Today I want to look at a feature that will keep these one-time use plans out of the plan cache.

Plan Stubs

Instead of filling the execution plan cache with plans that will never get reused, the optimize for ad hoc workloads option will cache a plan stub instead of the full plan. The plan stub is significantly smaller in size and is only replaced with the full execution plan when SQL Server recognizes that the same query has executed multiple times.

This reduces the amount of size one-time queries take up in t he cache, allowing more reusable plans to remain in the cache for longer periods of time.

Enabling this server-level feature is as easy as (a database scoped versions :

sp_configure 'show advanced options',1
GO
reconfigure
GO  
sp_configure 'optimize for ad hoc workloads',1
GO
reconfigure
go

Once enabled you can watch the plan stub take up less space in the cache:

-- Run each of these queries once
DECLARE @Username varchar = 'A'
SELECT UserName 
FROM IndexDemos.dbo.[User] 
WHERE UserName like @Username+'%';
GO

DECLARE @Username varchar = 'B'
SELECT UserName 
FROM IndexDemos.dbo.[User] 
WHERE UserName like @Username+'%';
GO

SELECT 
    cp.cacheobjtype,
    cp.objtype,
    cp.plan_handle,
    cp.size_in_bytes,
    qp.query_plan,
    st.text
FROM
    sys.dm_exec_cached_plans cp
    CROSS APPLY sys.dm_exec_query_plan(cp.plan_handle) qp
    INNER JOIN sys.dm_exec_query_stats qs
        ON cp.plan_handle = qs.plan_handle
    CROSS APPLY sys.dm_exec_sql_text(qs.sql_handle) st
WHERE 
    st.text like 'DECLARE @Username varchar =%';

424 bytes each, these plan stubs are tiny!

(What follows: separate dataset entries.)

PR #1173, opened 2019-03-05
Enable null values for satisfaction score

chao-xian:
Null values are a valid representation of satisfaction scores, as it
denotes that we did not get any responses for the yes/no survey. This
also fixes the representation of data in the graphs, which until now
have been misleading - setting 0 as a satisfacion score (the default
value) for periods even before the rollout of the yes/no survey is
misleading.

## After
The code changes and running the rake task results in the Content Data Admin's graphs handling null values as blanks on the graph, instead of defaulting to zeros:

screenshot at mar 08 9-54-21 am

### DIFF
--- a/app/domain/etl/ga/user_feedback_processor.rb
+++ b/app/domain/etl/ga/user_feedback_processor.rb
@@ -45,7 +45,7 @@ private
       UPDATE facts_metrics
       SET useful_no = s.useful_no,
           useful_yes = s.useful_yes,
-          satisfaction= s.useful_yes / (s.useful_yes + s.useful_no::float)
+          satisfaction= s.useful_yes / NULLIF((s.useful_yes + s.useful_no::float),0)
       FROM (
         SELECT useful_no,
                useful_yes,
--- a/db/migrate/20190304151614_remove_default_satisfaction.rb
+++ b/db/migrate/20190304151614_remove_default_satisfaction.rb
@@ -1,0 +1,17 @@
+class RemoveDefaultSatisfaction < ActiveRecord::Migration[5.2]
+  def up
+    change_column :facts_metrics, :satisfaction, :float, null: true
+    change_column_default :facts_metrics, :satisfaction, nil
+
+    change_column :aggregations_monthly_metrics, :satisfaction, :float, null: true
+    change_column_default :aggregations_monthly_metrics, :satisfaction, nil
+  end
+
+  def down
+    change_column :facts_metrics, :satisfaction, :float, null: false
+    change_column_default :facts_metrics, :satisfaction, 0.0
+
+    change_column :aggregations_monthly_metrics, :satisfaction, :float, null: false
+    change_column_default :aggregations_monthly_metrics, :satisfaction, 0.0
+  end
+end
--- a/lib/tasks/data_migrations.rake
+++ b/lib/tasks/data_migrations.rake
@@ -1,0 +1,15 @@
+namespace :data_migrations do
+  desc 'Sets all metrics with no useful yes/no responses to have null for satisfaction'
+  task satisfaction_defaults_to_null: :environment do
+    puts "Setting default satisfaction to nil for pages with no responses"
+
+    zero_responses = Facts::Metric.where('useful_yes = 0').where('useful_no = 0')
+
+    zero_responses.in_batches.each_with_index do |metrics, batch_index|
+      puts "Updating #{batch_index} records"
+      metrics.update_all(satisfaction: nil)
+    end
+
+    puts "END"
+  end
+end
--- a/lib/tasks/data_migrations.rake
+++ b/lib/tasks/data_migrations.rake
@@ -3,12 +3,10 @@ namespace :data_migrations do
   task satisfaction_defaults_to_null: :environment do
     puts "Setting default satisfaction to nil for pages with no responses"
 
-    zero_responses = Facts::Metric.where('useful_yes = 0').where('useful_no = 0')
-
-    zero_responses.in_batches.each_with_index do |metrics, batch_index|
-      puts "Updating #{batch_index} records"
-      metrics.update_all(satisfaction: nil)
-    end
+    Facts::Metric
+      .where('useful_yes = 0')
+      .where('useful_no = 0')
+      .update_all(satisfaction: nil)
 
     puts "END"
   end
--- a/spec/domain/etl/ga/user_feedback_processor_spec.rb
+++ b/spec/domain/etl/ga/user_feedback_processor_spec.rb
@@ -87,6 +87,13 @@ RSpec.describe Etl::GA::UserFeedbackProcessor do
 
       expect(fact.reload.satisfaction).to be_within(0.1).of(0.0)
     end
+
+    it 'set `satisfaction = nil` with `useful_yes:0` and `no: 0`' do
+      allow(Etl::GA::UserFeedbackService).to receive(:find_in_batches).and_yield(ga_response(useful_yes: 0, useful_no: 0))
+      described_class.process(date: date)
+
+      expect(fact.reload.satisfaction).to be_nil
+    end
   end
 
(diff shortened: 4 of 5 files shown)


chao-xian:
[(2) User satisfaction chart have a line along zero rather than no line for dates before data exists](https://trello.com/c/r365wSrf/1178-2-user-satisfaction-chart-have-a-line-along-zero-rather-than-no-line-for-dates-before-data-exists)

app/domain/etl/ga/user_feedback_processor.rb
```diff
@@ -45,7 +45,7 @@ def load_metrics_query(date_to_s)
       UPDATE facts_metrics
       SET useful_no = s.useful_no,
           useful_yes = s.useful_yes,
-          satisfaction= s.useful_yes / (s.useful_yes + s.useful_no::float)
+          satisfaction= s.useful_yes / NULLIF((s.useful_yes + s.useful_no::float),0)
```
cbaines: What will happen for pages where the actual value for the day is 0 interactions with the usefulness metrics? In my mind, they should be recorded as 0, not NULL, but I think this would record them as NULL?

theseanything: I'd argue that for days we have zero interactions, we have no data, if we have no data, the satisfaction score is unknown. Saying a page has 0% satisfaction based on no data would be misleading and inaccurate.

db/migrate/20190304151614_remove_default_satisfaction.rb
```diff
@@ -0,0 +1,17 @@
...
+    change_column_default :aggregations_monthly_metrics, :satisfaction, nil
+  end
+
+  def down
+    change_column :facts_metrics, :satisfaction, :float, null: false
+    change_column_default :facts_metrics, :satisfaction, 0.0
+
+    change_column :aggregations_monthly_metrics, :satisfaction, :float, null: false
+    change_column_default :aggregations_monthly_metrics, :satisfaction, 0.0
+  end
```
theseanything: I think Rails see this as an irreversible migration. In which case you could simplify the migration to something like:
```ruby
  def change
    change_column_default :aggregations_monthly_metrics, :satisfaction, nil
    change_column_null :aggregations_monthly_metrics, :satisfaction, true

    change_column_default :facts_metrics, :satisfaction, nil
    change_column_null :facts_metrics, :satisfaction, true
  end
```

or maybe worth leaving a comment?

spec/domain/etl/ga/user_feedback_processor_spec.rb
```diff
@@ -87,6 +87,13 @@
 
       expect(fact.reload.satisfaction).to be_within(0.1).of(0.0)
     end
+
+    it 'set `satisfaction = nil` with `useful_yes:0` and `no: 0`' do
+      allow(Etl::GA::UserFeedbackService).to receive(:find_in_batches).and_yield(ga_response(useful_yes: 0, useful_no: 0))
+      described_class.process(date: date)
+# byebug
```
theseanything: Remove comment

app/domain/etl/ga/user_feedback_processor.rb
cbaines: Ok, yeah, I'm not really sure what was happening before though.

To avoid a division by 0 error, somehow `useful_yes` in `events_gas` must be 0, but `useful_no` must be > 0...

cbaines:
> This also fixes the representation of data in the graphs, which until now
> have been misleading - setting 0 as a satisfacion score (the default
> value) for periods even before the rollout of the yes/no survey is
> misleading.

As far as I can see, these changes only affect new data right? This makes it sound like these changes will also fix the existing values in the `facts_metrics` table.

app/domain/etl/ga/user_feedback_processor.rb
theseanything: missing a few spaces -
```suggestion
          satisfaction = s.useful_yes / NULLIF((s.useful_yes + s.useful_no::float), 0)
```

theseanything:
> > This also fixes the representation of data in the graphs, which until now
> > have been misleading - setting 0 as a satisfacion score (the default
> > value) for periods even before the rollout of the yes/no survey is
> > misleading.
> 
> As far as I can see, these changes only affect new data right? This makes it sound like these changes will also fix the existing values in the `facts_metrics` table.

I'm inclined that we should fix previous data as well. Should be straight forward as a migration (?)

app/domain/etl/ga/user_feedback_processor.rb
chao-xian: @cbaines The NULLIF handles most cases, except `NULL\NULL` which I'll need to think a bit more about.

db/migrate/20190304151614_remove_default_satisfaction.rb
chao-xian: I hit the irreversible problem when it was only within a `change`, which is why explicitly setting what the defaults will be in `up` and `down` will work (and I tested locally).

spec/domain/etl/ga/user_feedback_processor_spec.rb
chao-xian: Yikes

chao-xian:
@cbaines @theseanything sorry my commit message was misleading which I'll address, but I had intended to run a rake task to address the previous data, but add the rake task in a separate PR. Probably better to write that now though.

app/domain/etl/ga/user_feedback_processor.rb
theseanything: If you want to be consistent with the aggregation views:
```sql
CASE
  WHEN useful_yes + useful_no = 0 THEN NULL
  ELSE useful_yes / (useful_yes + useful_no)::float
END
```

theseanything: NULL / NULL should be okay because of the type cast

chao-xian: Ah my local testing omitted the casting. Awesome!

spec/domain/etl/ga/user_feedback_processor_spec.rb
chao-xian: [Fixed](https://github.com/alphagov/content-performance-manager/commit/a5a86fc09a93c3af69e0546605a1d0972eb78c6e)

lib/tasks/data_migrations.rake
```diff
@@ -0,0 +1,15 @@
...
+  desc 'Sets all metrics with no useful yes/no responses to have null for satisfaction'
+  task satisfaction_defaults_to_null: :environment do
+    puts "Setting default satisfaction to nil for pages with no responses"
+
+    zero_responses = Facts::Metric.where('useful_yes = 0').where('useful_no = 0')
+
+    zero_responses.in_batches.each_with_index do |metrics, batch_index|
+      puts "Updating #{batch_index} records"
+      metrics.update_all(satisfaction: nil)
+    end
```
cbaines: Going through in batches is going to be really slow given the number of records in this table, I think the default batch size is 1000, so given that, do you know how many batches are required?

This should work without any batching, and thus should be a lot quicker:
``` ruby
Facts::Metric
  .where(useful_yes: 0, useful_no: 0)
  .update_all(satisfaction: nil)
```

pmanrubia: I am interested in getting your thoughts on how we should tackle these migrations. 

I find value in having a longer rake task with a progress indicator that takes say 30 minutes vs a SQL query that takes 20 silently. 

We could explore also creating a temporary index for queries that expand all the metrics table, then do the change, and then remove the index. 

I am happy with this to go through, but It is not obvious for me that this is a better solution, and it would be nice to explore other options for the future.

cc/ @chao-xian @theseanything @cbaines

chao-xian: I had difficulty testing an index locally as I did try adding it and then running the migration, but my VM ran out of disk space...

Now if we run our second query filtering on UserName LIKE 'B%' again and then check the plan cache, we'll notice the stub is replaced with an actual compiled plan:

image-2

The downside to plan stubs is that they add some cpu load  to our server: each query gets compiled twice before it gets reused from cache.  However, since plan stubs reduce the size of our plan cache, this allows more reusable queries to be cached for longer periods of time.

Great! All my cache problems will be solved

Not necessarily.

If your workload truly involves lots of ad hoc queries (like many analysts all working on different problems or dynamic SQL that's generating completely different statements on every execution), enabling Optimize for Ad hoc Workloads may be your best option (Kimberly Tripp also has a great alternative: clearing single use plans automatically on a schedule).

However, often times single-use query plans have a more nefarious origin: unparameterized queries. In this case, enabling Optimize for Ad hoc Workloads may not negatively impact your server, but it certainly won't help. Why? Because those original queries will still be getting generated.

Brent Ozar has a good overview of why this happens, but the short answer is to force parameterization on your queries. When you enable force parameterization, SQL Server will ~~not~~ automatically parameterize your queries if they aren't already, reducing the number of one off query plans in your cache.

Whether you are dealing with too many single use queries on your server or some other problem, just remember to find the root cause of the problem instead of just treating the symptoms.